During pregnancy, eating eggs is a great way of getting nutrition when cooked and handled safely. Eggs contain essential nutrients for you and your unborn baby, such as
- Protein, which is used to build your baby’s cells.
- Choline, which promotes your baby’s brain development and aids in the prevention of neural tube defects.
- Biotin and Vitamin B7 are examples of B vitamins. These provide energy boosts during pregnancy and are required for healthy baby’s growth.
- Vitamin A is required to develop many organs in your baby, including the heart, lungs, eyes, and bones.
- Vitamin D is beneficial to your immune system, bone development in your baby, and the prevention of pregnancy and birth complications such as preeclampsia.
When buying eggs, to ensure food safety, be mindful that eggs are stored in a clean environment and are not prone to contamination. Most countries will stamp the eggs with a certification mark indicating that they are safe to eat and free of bacteria—for example, British Lion eggs.
Have you ever bought pasteurized eggs before? Pasteurized in-shell eggs look like regular eggs in a carton but are labeled as such. Non-pasteurized eggs, on the other hand, are usually labeled with “safe handling instructions” on the carton.
According to these instructions, keep eggs refrigerated, cook them until both the yolk and white are firm, and thoroughly cook egg-containing foods.
NB: Remember to keep them properly stored to ensure food safety. And consume them before the best before date.
There are so many ways to cook and eat eggs that you’ll probably never get tired of them! However, if you need some ideas, here are a few ways to prepare eggs during pregnancy:
- Cook scrambled eggs by sautéing them until they are completely firm (no moisture or sliminess).

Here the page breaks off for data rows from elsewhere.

PR #356, opened 2022-10-17
Add daily data function to Lambda

joeycor92:
Hi Folks,

Created the lambda function. This isn't the easiest code to read through so let me know if ye are having issues. 

It's supposed to run every 20 minutes using cron.

It takes about 80 seconds to run so you'll need to use 
amplify mock function --timeout 80

You can see that in the database test.sample_stock_data that the two fields are being updated.

Price field
image

Daily_change
image

I'll update to send to the actual database when reviewed.


WarrenK-design (changes requested):
stockPriceFunction is the only one with code in it, can you get rid of anything you dont need. 
image

Duplicate code. 
image
image

Need to be able to run this locally against a local db not this Mongo URI. You have copied README which has environment variables to do this but haven't implemented the "dev" or "prod" check.  
image
image

Need comments for your functions, use [docstrngs ](https://peps.python.org/pep-0257/) too just makes things more maintainable and used in nearly all Python packages, this is vs code extension which generates them for you. 
image

Definitely need comments for edge cases like this why do we do this if "i" is "BRK.B" and why is a KeyError acceptable? 
image

Haven't ran it yet but these are some of things that need to be fixed, dont really want to run it either if it will only go to production database.

joeycor92:
> stockPriceFunction is the only one with code in it, can you get rid of anything you dont need. image
> 
> Duplicate code. image image
> 
> Need to be able to run this locally against a local db not this Mongo URI. You have copied README which has environment variables to do this but haven't implemented the "dev" or "prod" check. image image
> 
> Need comments for your functions, use [docstrngs ](https://peps.python.org/pep-0257/) too just makes things more maintainable and used in nearly all Python packages, this is vs code extension which generates them for you. image
> 
> Definitely need comments for edge cases like this why do we do this if "i" is "BRK.B" and why is a KeyError acceptable? image
> 
> Haven't ran it yet but these are some of things that need to be fixed, dont really want to run it either if it will only go to production database.

Thanks for all these, I think I've fixed them all. For the keyerror, I haven't got one yet, but I do think that if the S&P500 changes, i.e. adds or deletes funds, we might have an issue. 

Something for us to think about.

WarrenK-design (approved):
Looks good! Just when do merge remember to try run it on AWS Lambda and check cloud logs

PR #361, opened 2022-10-18
Backend - stock discovery categories - backend controllers for Top ESG companies

DaraghK93:
I've separated out the logic for sorting top E, S and G companies into stockServices. I think this is the best way to do it.

Stock Controller
Screenshot 2022-10-18 at 12 09 32

StockServices 
Screenshot 2022-10-18 at 12 10 08

I'll quickly do this for the rest of the categories today. just want to make sure I'm doing it in a way that won't slow down the loading

As per a chat with Caolan, the getAllStocks controller will return an array of sub arrays, each containing the stocks that will be displayed in each separate React side scrolling menu components.


WarrenK-design (changes requested):
The using of services is good but I think you can get away with 1 query and deleting all the services with using a few functions mongo has, the database will always be quicker at doing things like sorting/filtering/searching and we are already struggling with loading times of stocks. 

The [$group aggregator](https://www.mongodb.com/docs/manual/reference/operator/aggregation/group/). This will return groups of stocks instead of you querying all the stocks. 

There is also a [$sort aggregator](https://www.mongodb.com/docs/manual/reference/operator/aggregation/sort/) which would be useful in sorting groups. 

Then [$limit](https://www.mongodb.com/docs/manual/reference/method/cursor.limit/) function too so you aren't getting all stocks because at moment you are querying db for all stocks. 

One database query where the database performs what the services are doing would be mre optomised. 

$Group by E>Value, S>Value, G>value, $sort descending, $limit 20. 

I tried to run a GET request too and getting this in postman
image

caolan-power (commented):
Yeah I'll echo Warren. As much that can be done mongo side the better. Remember we looked at those queries the last day when we thought you'd have to return the whole 'prices' object and it was too slow. That could have an answer in there

DaraghK93:
Thanks, I'm just researching how to do this now. so this should be one query in the stock controller that returns 3 arrays of documents in the relevant order?

caolan-power:
The way I imagine it would be similar to ORDER BY ascending or descending in SQL by a certain parameter (E,S,G) in your case. Then you can apply .limit to return only what you need. I'm not exactly sure what is possible to be honest but even if you had to make 3 separate calls to the db for 20 stocks each it's way better than 1 call for 500. 

    const stocks = await Stock.find()
      .select({ prices: 0 })
      .sort({ 'esgrating.environment_score': -1 })
      .limit(20);

Something like this would work. If you can put all into one query and aggregate results even better. But even 3 calls of something like the above would work for now. Way quicker

DaraghK93:
I've made it all just one Mongo query now as below
Screenshot 2022-10-18 at 20 11 11

Let me know if you think this would work. I can also get all arrays of stocks needed for the discovery page in one query if needed. might be the best way to do it. it's still a little slow on postman but faster than  through nodeJS

WarrenK-design (changes requested):
Hi Daragh the query looks really good and have run it on database seems to be working there just few things going on when I run the website now on the stock discovery page.

image

Can see the image one anyway think you are excluding that in the query, the console error you just need a key for them news sentiment cards I think. Not sure why only 3 articles being returned though on screen with no info about companies. 
image

For this one too if you wanted you already set the stock state in line previous, if you didnt want to mange more state could directly access from the stock state ```stock.esgrating.environment_score``` for example wherever you need it on the page, will save us storing duplicate data. 
image

For this too should there be an ```if``` loop or something here like if I send a particular query param then I get this data? Then if I don't then I get all stocks? Could be if ```summary=True``` in query param or something like that 
image

DaraghK93:
Thanks for the comments Warren. 

I've changed the query to return logo.

I've also changed the getAll stocks function to check the query params and see if category = summary, in which case it returns the different categories of stocks (right now React is just showing the top environmental stocks but this will change). otherwise, it will return all stocks as we had before. This will change when Bearach has implemented searching

Screenshot 2022-10-19 at 15 46 20

so our app.js now brings us to the stockdiscovery screen for both the above paths, however within the screen, a conditional will check the paths to decide on which stocks to show.

Screenshot 2022-10-19 at 15 47 39

WarrenK-design (approved):
Looks a good start Daragh, working in postman and on react page. 

Just remove this console log before merging
image

BearachB (approved):
Looks good, can't see any errors/bugs/problems when I run it. Good stuff

PR #366, opened 2022-10-18
Fixing twitter scraping to reflect new displaying requirements

caolan-power:
No issue to attach to this as it's a bit of an impromptu one. 

Need to change the lambda function to scrape extra data from twitter now that I am making the tweet component from scratch. Not a huge PR


caolan-power:
Forgot to turn formatter off editing files that weren't mine. Only real changes are to tweet model, tweet controller and index.py in twitter scraping lambda. sorry

amplify/backend/function/expressServer/src/controllers/stockController.js
```diff
@@ -24,7 +24,7 @@ const getStockPrice = async (req, res, next) => {
   }
 };
 
-// @route   GET api/stocks
+// @route   GET api/stock
 // @desc    Get all stocks
 // @access  Private - add auth middleware to make it private
 const getAllStocks = async (req, res, next) => {
```
BearachB, line 30: @caolan-power Is this getAllStocks function supposed to be here?

caolan-power: Nope and can't see it on my local machine so strange

caolan-power: should be ok now

BearachB (approved):
Looks good overall, recreating the Tweets will give us a lot more flexibility in what we display!

PR #367, opened 2022-10-18
Added password length checker to registration screen with minimum len…

BearachB:
…gth enforcement of 8 characters. 

# Running with no errors

running_no_errors

# Changes

- Added password length check with red error popup
password_length_error_msg

---
# Future Work

- I tried to add in a password length checker to the password field, most of this work was done however I ran out of time to get it fully implemented and need to move on. I have these changes saved locally and will eventually add this change but for now I need to move onto the stock discovery search feature. 
- When I am doing this I will also update the registration form to use REACT components, as it stands it's quite hard to adjust and update elements because all the fields are hardcoded into the registration page.

It will look something like this:
image

### DIFF
--- a/src/screens/registration/registrationScreen.js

- Make soft boiled eggs by boiling 3-4 minutes and hard boiled eggs in 4-5 minutes.
- Cook fried eggs by frying them for 2–3 minutes on each side, or 4 minutes in a covered pan. Check that there are no runny yolk and white.
- Cook any egg-based dish, such as a Quiché or Soufflé, to 160 °F, and reheat any previously cooked dish to that temperature just before serving.
NB: Use safe food handling and storage techniques, and eat leftovers as soon as possible. If you don’t have a thermometer, check to see if the food is steaming.
As a readily available protein source, the egg is an excellent addition to a pregnancy diet. Include them in your meals while keeping the aforementioned points in mind, and make the most of their nutritional value.